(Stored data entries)
•••••
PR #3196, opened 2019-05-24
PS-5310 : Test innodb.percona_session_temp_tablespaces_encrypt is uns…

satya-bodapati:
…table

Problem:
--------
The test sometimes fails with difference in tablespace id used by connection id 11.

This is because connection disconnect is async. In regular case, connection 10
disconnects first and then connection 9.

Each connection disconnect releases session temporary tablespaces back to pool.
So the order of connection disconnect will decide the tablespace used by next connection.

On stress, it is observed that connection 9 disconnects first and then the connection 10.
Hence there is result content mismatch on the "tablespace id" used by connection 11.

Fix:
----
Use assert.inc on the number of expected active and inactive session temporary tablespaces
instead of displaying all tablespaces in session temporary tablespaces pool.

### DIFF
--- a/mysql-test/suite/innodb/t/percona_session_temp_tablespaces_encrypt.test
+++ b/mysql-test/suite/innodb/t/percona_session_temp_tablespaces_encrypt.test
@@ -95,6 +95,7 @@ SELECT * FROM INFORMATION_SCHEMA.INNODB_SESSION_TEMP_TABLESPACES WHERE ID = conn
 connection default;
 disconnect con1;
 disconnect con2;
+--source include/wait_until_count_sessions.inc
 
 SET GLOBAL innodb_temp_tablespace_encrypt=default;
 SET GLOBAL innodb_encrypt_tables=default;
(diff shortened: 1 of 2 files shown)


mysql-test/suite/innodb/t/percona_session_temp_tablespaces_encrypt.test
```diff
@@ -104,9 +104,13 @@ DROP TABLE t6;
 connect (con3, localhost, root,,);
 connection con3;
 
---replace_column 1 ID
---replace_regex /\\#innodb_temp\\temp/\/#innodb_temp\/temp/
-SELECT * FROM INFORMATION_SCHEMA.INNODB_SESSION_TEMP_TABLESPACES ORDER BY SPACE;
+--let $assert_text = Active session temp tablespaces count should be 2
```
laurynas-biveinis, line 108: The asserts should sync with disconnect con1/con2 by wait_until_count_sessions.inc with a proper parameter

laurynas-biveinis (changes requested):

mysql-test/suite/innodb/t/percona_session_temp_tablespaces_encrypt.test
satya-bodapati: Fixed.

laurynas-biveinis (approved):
•••••
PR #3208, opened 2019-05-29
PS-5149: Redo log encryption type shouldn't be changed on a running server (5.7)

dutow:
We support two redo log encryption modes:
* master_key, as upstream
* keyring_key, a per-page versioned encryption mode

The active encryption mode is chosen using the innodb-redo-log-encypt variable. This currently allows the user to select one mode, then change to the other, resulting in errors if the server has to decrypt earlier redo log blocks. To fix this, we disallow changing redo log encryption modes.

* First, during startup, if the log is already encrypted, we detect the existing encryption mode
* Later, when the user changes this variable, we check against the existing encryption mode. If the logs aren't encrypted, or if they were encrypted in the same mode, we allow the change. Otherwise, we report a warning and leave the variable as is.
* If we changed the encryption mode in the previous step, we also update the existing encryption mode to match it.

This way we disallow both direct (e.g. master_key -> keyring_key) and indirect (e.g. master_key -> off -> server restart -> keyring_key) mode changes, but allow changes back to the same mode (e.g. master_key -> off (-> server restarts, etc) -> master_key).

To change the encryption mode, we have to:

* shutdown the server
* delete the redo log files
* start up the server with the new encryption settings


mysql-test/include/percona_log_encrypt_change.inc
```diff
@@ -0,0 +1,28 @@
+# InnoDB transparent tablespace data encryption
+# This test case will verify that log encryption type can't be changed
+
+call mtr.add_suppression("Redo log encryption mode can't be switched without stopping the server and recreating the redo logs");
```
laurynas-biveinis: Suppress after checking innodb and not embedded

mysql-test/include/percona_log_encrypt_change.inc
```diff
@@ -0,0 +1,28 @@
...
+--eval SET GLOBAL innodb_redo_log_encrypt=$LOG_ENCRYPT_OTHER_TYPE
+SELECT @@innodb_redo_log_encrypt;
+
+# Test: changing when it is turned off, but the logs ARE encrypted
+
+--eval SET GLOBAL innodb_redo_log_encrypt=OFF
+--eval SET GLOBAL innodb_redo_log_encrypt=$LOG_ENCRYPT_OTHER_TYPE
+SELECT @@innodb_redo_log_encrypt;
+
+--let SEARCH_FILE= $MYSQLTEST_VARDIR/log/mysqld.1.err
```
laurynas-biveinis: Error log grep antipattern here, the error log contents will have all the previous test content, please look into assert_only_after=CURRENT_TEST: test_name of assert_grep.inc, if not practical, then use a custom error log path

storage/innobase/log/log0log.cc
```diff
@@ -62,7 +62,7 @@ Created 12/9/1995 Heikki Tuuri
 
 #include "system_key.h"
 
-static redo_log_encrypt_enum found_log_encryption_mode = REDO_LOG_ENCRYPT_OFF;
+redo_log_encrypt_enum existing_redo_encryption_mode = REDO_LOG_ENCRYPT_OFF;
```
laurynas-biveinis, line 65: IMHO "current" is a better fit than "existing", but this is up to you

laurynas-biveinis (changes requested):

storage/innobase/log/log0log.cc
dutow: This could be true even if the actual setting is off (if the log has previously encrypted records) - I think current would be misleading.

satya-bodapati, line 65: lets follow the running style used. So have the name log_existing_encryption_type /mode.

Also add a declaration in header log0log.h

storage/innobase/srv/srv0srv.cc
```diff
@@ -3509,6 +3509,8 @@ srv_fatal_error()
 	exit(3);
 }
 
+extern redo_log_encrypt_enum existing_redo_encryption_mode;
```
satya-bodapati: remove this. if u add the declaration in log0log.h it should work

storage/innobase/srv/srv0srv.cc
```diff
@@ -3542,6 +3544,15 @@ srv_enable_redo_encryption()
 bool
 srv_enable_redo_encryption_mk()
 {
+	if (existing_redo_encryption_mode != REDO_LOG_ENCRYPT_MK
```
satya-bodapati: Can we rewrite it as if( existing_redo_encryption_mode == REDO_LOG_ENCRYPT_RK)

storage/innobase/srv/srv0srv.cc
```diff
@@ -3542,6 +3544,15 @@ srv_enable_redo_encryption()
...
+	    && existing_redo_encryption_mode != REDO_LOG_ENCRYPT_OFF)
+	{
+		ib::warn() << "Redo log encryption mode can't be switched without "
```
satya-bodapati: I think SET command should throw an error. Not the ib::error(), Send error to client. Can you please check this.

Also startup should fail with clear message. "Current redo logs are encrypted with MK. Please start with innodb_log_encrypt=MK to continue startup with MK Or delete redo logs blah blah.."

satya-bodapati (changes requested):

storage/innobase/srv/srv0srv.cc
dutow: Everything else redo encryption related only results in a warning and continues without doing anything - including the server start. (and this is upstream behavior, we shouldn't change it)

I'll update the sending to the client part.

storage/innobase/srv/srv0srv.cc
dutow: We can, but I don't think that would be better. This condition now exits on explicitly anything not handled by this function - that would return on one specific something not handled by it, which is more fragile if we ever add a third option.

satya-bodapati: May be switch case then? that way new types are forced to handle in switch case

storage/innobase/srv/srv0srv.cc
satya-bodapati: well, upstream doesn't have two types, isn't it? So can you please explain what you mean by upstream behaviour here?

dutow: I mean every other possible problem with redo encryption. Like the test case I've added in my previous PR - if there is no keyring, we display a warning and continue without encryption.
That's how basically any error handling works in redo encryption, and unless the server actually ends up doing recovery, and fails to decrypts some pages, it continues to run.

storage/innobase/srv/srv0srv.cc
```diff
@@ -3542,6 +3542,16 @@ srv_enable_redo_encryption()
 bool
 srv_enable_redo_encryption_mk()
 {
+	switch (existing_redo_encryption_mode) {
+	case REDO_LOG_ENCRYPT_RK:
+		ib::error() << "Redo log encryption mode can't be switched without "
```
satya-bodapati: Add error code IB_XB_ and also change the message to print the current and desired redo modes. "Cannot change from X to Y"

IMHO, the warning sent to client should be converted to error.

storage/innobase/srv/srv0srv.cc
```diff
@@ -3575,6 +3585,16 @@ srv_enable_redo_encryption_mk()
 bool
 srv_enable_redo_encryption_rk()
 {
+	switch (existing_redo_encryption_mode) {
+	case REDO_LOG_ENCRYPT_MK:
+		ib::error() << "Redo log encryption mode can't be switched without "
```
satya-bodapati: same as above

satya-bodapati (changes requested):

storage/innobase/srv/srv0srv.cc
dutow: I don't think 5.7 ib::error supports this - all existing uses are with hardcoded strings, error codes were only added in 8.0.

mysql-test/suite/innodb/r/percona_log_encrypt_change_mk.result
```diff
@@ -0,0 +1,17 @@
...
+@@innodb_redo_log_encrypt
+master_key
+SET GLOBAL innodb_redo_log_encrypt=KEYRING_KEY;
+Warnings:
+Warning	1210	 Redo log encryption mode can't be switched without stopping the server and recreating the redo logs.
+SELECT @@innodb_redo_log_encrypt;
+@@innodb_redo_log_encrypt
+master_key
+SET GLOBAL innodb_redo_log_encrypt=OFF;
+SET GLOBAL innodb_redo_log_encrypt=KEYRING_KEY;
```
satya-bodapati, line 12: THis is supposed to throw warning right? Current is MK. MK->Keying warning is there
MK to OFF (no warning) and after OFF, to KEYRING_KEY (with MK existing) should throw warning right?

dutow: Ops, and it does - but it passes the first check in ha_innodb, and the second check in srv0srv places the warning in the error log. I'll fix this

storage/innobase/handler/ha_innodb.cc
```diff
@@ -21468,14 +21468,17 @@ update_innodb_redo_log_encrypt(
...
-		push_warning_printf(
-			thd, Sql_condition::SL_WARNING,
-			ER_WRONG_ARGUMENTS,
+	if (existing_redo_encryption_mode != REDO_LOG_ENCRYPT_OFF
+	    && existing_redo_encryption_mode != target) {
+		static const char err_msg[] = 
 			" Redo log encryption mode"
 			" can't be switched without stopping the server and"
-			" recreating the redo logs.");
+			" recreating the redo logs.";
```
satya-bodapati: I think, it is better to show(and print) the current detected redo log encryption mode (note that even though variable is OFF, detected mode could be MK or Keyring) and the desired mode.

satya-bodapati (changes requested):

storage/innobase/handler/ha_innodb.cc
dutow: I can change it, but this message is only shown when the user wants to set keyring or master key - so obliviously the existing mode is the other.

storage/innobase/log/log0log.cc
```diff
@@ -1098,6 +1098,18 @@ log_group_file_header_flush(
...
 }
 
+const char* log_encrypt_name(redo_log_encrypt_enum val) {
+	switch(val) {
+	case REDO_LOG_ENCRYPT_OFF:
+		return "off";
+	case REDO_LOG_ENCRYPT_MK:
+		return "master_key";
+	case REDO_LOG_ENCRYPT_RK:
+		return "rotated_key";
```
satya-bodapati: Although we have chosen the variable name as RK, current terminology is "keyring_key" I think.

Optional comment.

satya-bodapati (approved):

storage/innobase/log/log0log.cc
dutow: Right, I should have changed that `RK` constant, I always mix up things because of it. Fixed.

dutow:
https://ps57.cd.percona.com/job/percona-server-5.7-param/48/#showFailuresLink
•••••
Each line in the records above that contains the word "disconnects" must be copied.

disconnects first and then connection 9.
On stress, it is observed that connection 9 disconnects first and then the connection 10.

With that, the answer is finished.